Mais do que satisfazer os desejos do seu afecto e coração, casar era garantir a preservação do património da casa e as alianças de poder comercial com outras famílias de nível social superior.

Em meados de Janeiro daquele ano, Maria Alberta fugiu com Manuel Pais da Silva.

O casal levou duas criadas e algumas jóias e foi-se refugiar na casa do Coroné Álvaro Falcão, inimigo de Celso por razões de política local, que os protegeu na fuga para a cidade.

Uma vez lá, apoiados por outros concorrentes do pai, casaram-se 10 dias depois.

No dia da fuga, Celso Pereira estava fora mas regressou de urgência para assumir o controlo da situação.

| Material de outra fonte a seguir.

PR #2096, opened 2025-07-03
fix: fix how agui agents are mapped to copilotkit agents

ranst91:
This PR patches the AGUI agents discovery which errors out for different agents (such as llamaindex)

## Summary by CodeRabbit

* **Bug Fixes**
  * Improved the accuracy of agent mapping, ensuring agents are listed with correct names and IDs in the interface.

### DIFF
--- a/CopilotKit/packages/runtime/src/lib/runtime/copilot-runtime.ts
+++ b/CopilotKit/packages/runtime/src/lib/runtime/copilot-runtime.ts
@@ -884,10 +884,10 @@ please use an LLM adapter instead.`,
   }
 
   discoverAgentsFromAgui(): Agent[] {
-    return Object.values(this.agents ?? []).map((agent: LangGraphAgent) => ({
-      name: agent.agentName,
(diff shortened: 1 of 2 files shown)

Exigiram que as autoridades locais tomassem providências, argumentando que se tratava de uma fuga não consensual, mas antes de um rapto perpretado por um indivíduo de má reputação e de muito baixas origens.

Os inimigos de Celso goraram os seus planos, e assim um assunto de ordem doméstica tornou-se num escândalo público, pois envolvia a partilha de uma das maiores fortunas da região, da qual Maria Alberta era a presuntiva herdeira, visto que o seu pai, deserdara o irmão Borba Gato por ser um desordeiro, bêbado e dissipador dos bens da família.

Acabaria mal, como já sabemos.

Para além dos aspectos económicos (os negócios e o património), também estavam em jogo os códigos morais de uma sociedade sob o manto do catolicismo, que não aceitava uma união conjugal sem os sagrados laços do matrimónio e a aprovação da família.

Quando fugiu, Maria Alberta era ainda menor de 25 anos e estava destinada a um casamento sob o controle do pai, sem possibilidade de escolha; casar era um dever para com as gerações futuras da família, para manter a fortuna e o prestígio ou, como dito por Celso “que tinha que casar segundo a sua qualidade”.

Assim, a sua fuga com um indivíduo de poucas posses pôs em cheque o património famíliar.

Sabida a notícia, Celso tentou por todas as formas impedir ou anular o casamento, para evitar que Pais da Silva tivesse acesso aos bens de Maria Alberta e, por fim, sem o ter conseguido, resolveu também deserdar a filha.

(continua)

domingo, 1 de maio de 2011

Conto da dona Lili (3) Maria Alberta



Os salões da mansão do rico industrial e bem sucedido imigrante português Celso Pereira estavam cheios, como poucas vezes acontecia, naquela noite memorável. Alguns políticos locais, Coronéis, e variados homens de negócios enchiam as salas da casa grande da xácara.

O encanto da reunião estava, entretanto, na revoada de moças e senhoras que rodopiavam pelas salas, e entre as quais se destacava, pela beleza, pela juventude, pela inocência do olhar e dos modos, Maria Alberta, noiva do Dr. Abelardo Couto e filha do dono da casa.

Na sala ao lado, dançava-se. E, entre os pares, o Dr. Abelardo e a noiva, põem-se os dois a conversar:

— Que mãos tens tu, Maria Alberta! — elogia o noivo, maravilhado, apertando os dedos miúdos, quase infantis, da sua prometida.

— Acha-as pequenas? — pergunta a moça.

— Microscópicas!

— Como?

— Microscópicas! — insiste o Dr.Abelardo.

Intrigada com a palavra, que ouvia pela primeira vez, Maria Alberta pede licença por um instante, entra no salão de chá e, com a sua ingenuidade, pergunta ao amigo do pai, um médico local com fama de muito letrado o Dr. Maraz:

— Doutor, o que significa “microscópico”?

— É uma palavra derivada de “microscópio”, Menina! — explica o ilustre fisiologista.

— E o que é “microscópio”? — insiste Maria Alberta, franzindo a testa morena, que os olhos iluminam.

O Dr. Maraz pensa um momento, e, para não perder tempo, explica:

— É um aparelho que faz as coisas crescerem. Compreende?

A menina sorri, agradecida.

De repente, porém, pisca os olhos, franze mais a testa, e corando diz:

— Ahn!...

Morde o dedinho, meio brejeira, meio envergonhada:

— Desavergonhado! Agora é que percebo porque é que ele diz que eu tenho a mão microscópica ...

E saiu correndo, córada, para beijar o noivo.